In my opinion, therefore, the Indemnity Clauses must be removed, because the individuals that they seek to protect are, in the eyes of the Constitution, equal to those whose assets and persons MAY, [just “may”], have been unlawfully infringed upon and, therefore, deserving to be accorded their rights to seek justice. Should the “protected” persons have anything to fear, if THEY the protected persons and WE who support them believe that they did NOT unlawfully infringe on the assets or persons of other Ghanaians? Do the “protected” persons not have confidence in Ghana’s rule of law and its associated justice system? Should the Nation create, nurture and carry fear that may only exist in peoples’ minds?
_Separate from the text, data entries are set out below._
PR #2073, opened 2026-07-16
Robe/consolidate claude

zentron:
Now that we shell directly into claude code cli rather than using libraries, there is no need to seperate out the execution from the main calamari exe.


source/Calamari/Program.cs
```diff
@@ -40,7 +38,7 @@ namespace Calamari
 {
     public class Program : CalamariFlavourProgram
     {
-        protected Program(ILog log) : base(log)
+        public Program(ILog log) : base(log)
```
eddymoulton: Seems like an odd change? Do you know why it's needed?

eddymoulton (approved):
Quick question about one line, but otherwise good.

I'll ping @APErebus in slack as well, he had to make a change for the calamari docker image so we should check that we don't need to unmake a change too.

source/Calamari/Program.cs
zentron: I think that was a holdover from some other test changes. I think that should be fine to revert 👍

PR #2078, opened 2026-07-21
Fix reported KOS stabilisation issues

liam-mackie:
When KOS was running against a deployment with a HPA, there were 2 reported issues:

1. We never stabilised, due to HPAs constantly adjusting replica counts
2. The check took a long time (3min+) to run on clusters with many resources

This change aligns most workload-level resources with the logic that GitOps engine uses, as they have worked out more edge cases than we have. This leads to the checks being more reliable, and we also match KOS with KLOS, which implements the GitOps engine entirely.

We also add a cache for child objects to each check (invalidated for each check run) so that we don't list _all_ resources in the cluster multiple times for any given check, which caused slow check speeds.


tleed5 (approved):
Ship it :shipit:

PR #2082, opened 2026-07-30
ThrowIfPathTraversalAttempted handle linux better

NickJosevski:
ThrowIfPathTraversalAttempted compared the resolved destination against the extraction root using OrdinalIgnoreCase. On a case-sensitive filesystem that accepts ../../work/APP/evil as being "inside" a root of /work/App, when it actually escapes it.

Ordinal on Linux, OrdinalIgnoreCase on Windows and macOS. This mirrors how the BCL itself compares paths (PathInternal.StringComparison).

Verified on linux/amd64: /tmp/Octopus/WORK and /tmp/Octopus/Work are confirmed distinct directories

### DIFF
--- a/source/Calamari.Common/Features/Packages/PackageExtractorUtils.cs
+++ b/source/Calamari.Common/Features/Packages/PackageExtractorUtils.cs
@@ -1,5 +1,6 @@
 ﻿using System;
 using System.IO;
+using Calamari.Common.Plumbing;
 using Calamari.Common.Plumbing.Logging;
 using Polly;
 using Polly.Retry;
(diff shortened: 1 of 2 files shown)


APErebus (changes requested):
There is a lot of unnecessary code changes. The actual change should be to always set the relevant stringcomparison based on the environment OS.

That can be done as a single line check in the existing `ThrowIfPathTraversalAttempted`, rather than all the extra methods and stuff

NickJosevski:
@APErebus simpler now

APErebus (approved):

PR #2087, opened 2026-07-30
Update SharpCompress to 0.49.1 and re-arm its vulnerability alerting (SF-1864)

NickJosevski:
Resolves [SF-1864](https://linear.app/octopus/issue/SF-1864/update-sharpcompress-version-in-calamari).

CVE advisory's says `<= 0.47.4` range impacted. 

0.49.1 is where Octopus Server is at

0.49.0 flipped `WriterOptions.LeaveStreamOpen` from `true` to `false`, so a writer now closes the stream it was handed. 

Remove `<NoWarn>NU1902</NoWarn>`, so we get the warnings again and decide then if we want it back, or we fix right away.

## Was not vulnerable

- vulnerable path is the **archive-level** `IArchive.WriteToDirectory()`. Calamari iterates entries itself and calls the **per-entry** APIs — the latter named in the advisory as already guarded.
- `ThrowIfPathTraversalAttempted` independently resolves and bounds-checks every entry key, directory entries included, before anything is written.
- The TAR symlink escalation is blocked because `PackageExtractionOptions` supplies a `WriteSymbolicLink` handler that **refuses** to create links.

## Automated tests

`ExtractBlocksZipSlipViaDirectoryEntry` crafts a zip containing a traversing *directory* entry and asserts the extractor throws and nothing lands outside the root. It **passes on 0.37.2 too** — so it evidences that *Calamari's own guard* blocks this vector.

## How to review this PR

**Do not merge on green CI alone.** #1913 passed Calamari's full suite, merged, then broke Server unpacking a consolidated package (`An item with the same key has already been added` in `ExtractCalamariPackage`). This is the one area of the repo where the suite is a known-inadequate gate.

Verification done so far:
- [x] CI green across all legs (as #2086, same commit).
- [x] **Shipped linux-x64 artifact verified** — all six archive formats extract correctly from the packaged self-contained binary on a clean Linux image, with a corrupt-archive negative control and a forced-limit positive control proving `ArchiveFactory.OpenArchive` works on 0.49.1. See the [verification comment](#issuecomment-5129337781).

Before this leaves draft:
- [ ] **Exercise the GitHub package downloader path with credentials** — `GitHubPackageDownloader.DeNestContents` is the one shipping site the 0.49.0 `LeaveStreamOpen` flip lands on, and it is the only genuinely uncovered path. Best done via a deployment sourced from a GitHub repository feed.


NickJosevski:
## Verification against the shipped linux-x64 artifact

Ran the packaged Calamari — not `dotnet test` output — on a clean Linux image, because the tests build a different artifact from what ships.

**Setup:** published `source/Calamari` with the real settings (`-r linux-x64 --self-contained`), confirmed the output carries `SharpCompress.dll` **0.49.1**, and ran it under `mcr.microsoft.com/dotnet/runtime-deps:8.0` (linux/amd64). No SDK in the image, so this exercises the self-contained bundle rather than SDK-resolved assemblies. The binary reports commit `4f909e58ab92…`, matching this branch.

### Every supported format extracts correctly

| Format | Result |
|---|---|
| `.zip` | PASS — content + nested directory verified |
| `.tar` | PASS |
| `.tar.gz` | PASS |
| `.tar.bz2` | PASS |
| `.nupkg` | PASS |
| `.whl` | PASS (extracts to `1.0.0-py3-none-any/` — the wheel tag becomes the version) |

Driven via `deploy-package --package=<file>`, asserting on extracted file content including a nested directory, not just exit codes.

### Controls, so the above isn't vacuous

**Negative control** — a deliberately corrupt archive was correctly rejected:

```
SharpCompress.Common.ArchiveException: Failed to locate the Zip Header
```

That exception type confirms the shipped 0.49.1 assembly is doing the work, not some fallback path.

**Positive control for the highest-risk API.** The three decorators that call `ArchiveFactory.OpenArchive()` — SharpCompress's runtime format-sniffing entry point, and the API most exposed by an 11-minor-version jump — turned out to be **opt-in** behind `Octopus.Calamari.ArchiveLimits.*`, so an ordinary extraction never touches them. Re-ran with limits enabled:

- Realistic thresholds → all four formats extracted with **zero exceptions**.
- `MaximumUncompressedSize` forced to `5` → extraction correctly aborted with `ArchiveLimitException`, `files_extracted=0`, on both `.zip` and `.tar.gz`.

So `ArchiveFactory.OpenArchive` works on 0.49.1 in the shipped bundle, and the archive-limit protections still fire.

### Correction to earlier reasoning in this thread

I previously argued the packaged-artifact check mattered because Calamari ships **trimmed**, and trimming plus a library upgrade could silently remove a reflection-reachable path. **That is wrong.** Reading `build/Build.PackageCalamariProjects.cs`, the main Calamari flavours publish with `EnableSelfContained()` only — `PublishSingleFile` and `PublishTrimmed` apply solely to `docker-credential-octopus`, which has zero SharpCompress references.

There is therefore **no trim risk** for this change. The check retained value for a different reason (it runs the real shipped assemblies on real Linux), but the original justification does not hold.

### Still not covered

- **`GitHubPackageDownloader.DeNestContents`** — the one shipping site the 0.49.0 `LeaveStreamOpen` default flip actually lands on. Its fixtures need GitHub credentials (403 locally). Best exercised by a deployment sourced from a **GitHub repository feed**; assessed by code reading only so far.
- ARM RIDs (CI covers Windows and x64 Linux).
- Large or pathological archives — the ~6s vs ~500ms extraction perf question from the original discussion remains open and unbenchmarked.

Given the trimming concern evaporated, a full local Server run is now **optional** for this change rather than important. The genuinely uncovered path is the GitHub feed one.

source/Calamari.Common/Features/Packages/TarBzipPackageExtractor.cs
```diff
@@ -17,7 +17,7 @@ public TarBzipPackageExtractor(ILog log)
 
         protected override Stream GetCompressionStream(Stream stream)
         {
-            return new BZip2Stream(stream, CompressionMode.Decompress, false);
+            return BZip2Stream.Create(stream, CompressionMode.Decompress, false, false);
```
YuKitsune: Nit: Use named arguments to avoid ambiguity:

```suggestion
            return BZip2Stream.Create(stream, CompressionMode.Decompress, decompressConcatenated: false, leaveOpen: false);
```

YuKitsune:
I've run this locally and tested the GitHub path. Works as expected!
I'm running on macOS, so that should also cover the ARM path you mentioned.

> Large or pathological archives.

Can you add some more context to this?

NickJosevski:
close the gap  `GitHubPackageDownloader.DeNestContents` is the one shipping site the 0.49.0 `LeaveStreamOpen` default flip is there

did `BZip2Stream.Create` nit

## "large or pathological archives"


**1. Performance, which is a pre-existing open question.** In the [original thread](https://octopusdeploy.slack.com/archives/C03SG0LFJHX/p1777933912502139) Orion noted extracting from the ConsolidatedPackage took ~6s where ~500ms would be expected, and that there's no benchmark anywhere in the repo to measure against.

That was never resolved.
The fixtures use tiny archives — a couple of files, a few hundred bytes — so **this PR neither improves nor regresses that, and provides no evidence either way.**

**2. Adversarial inputs, where we have partial coverage.**
The archive-limit decorators (`EnforceDecompressionLimitDecorator`, `EnforceCompressionRatioDecorator`) exist for zip bombs and I did verify they still fire on 0.49.1 — forcing `MaximumUncompressedSize` to 5 bytes correctly aborted with `ArchiveLimitException`.

But they're **opt-in** behind `Octopus.Calamari.ArchiveLimits.Enabled`

NickJosevski:
I'll tidy up what claude posted later

YuKitsune (approved):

NO, GHANAIANS MUST RISE ABOVE FEAR, BY REMOVING THE INDEMNITY CLAUSES THAT HANG AROUND OUR NECKS LIKE THE SWORD OF DAMOCLES AND KEEP CONSTSNATLY REMINDING US ABOUT A PAST THAT HAS TO BE PUT BEHIND US, BUT WHICH CAN NEVER BE, AS LONG AS IT IS “IMMOTALISED” AND “SANCTIFIED” BY SECTION 34 AND OTHERS OF THE TRANSITIONAL PROVISIONS OF OUR CONSTITUTION.

SOURCE: OTCHERE DARKO. [This Writer has written a few other articles concerning the on-going constitutional review. This writer also, apart from common “surname”, is not related in any other way to Mr. Gabby Asare Otchere-Darko ...... not politically, or ideologically, or by blood.]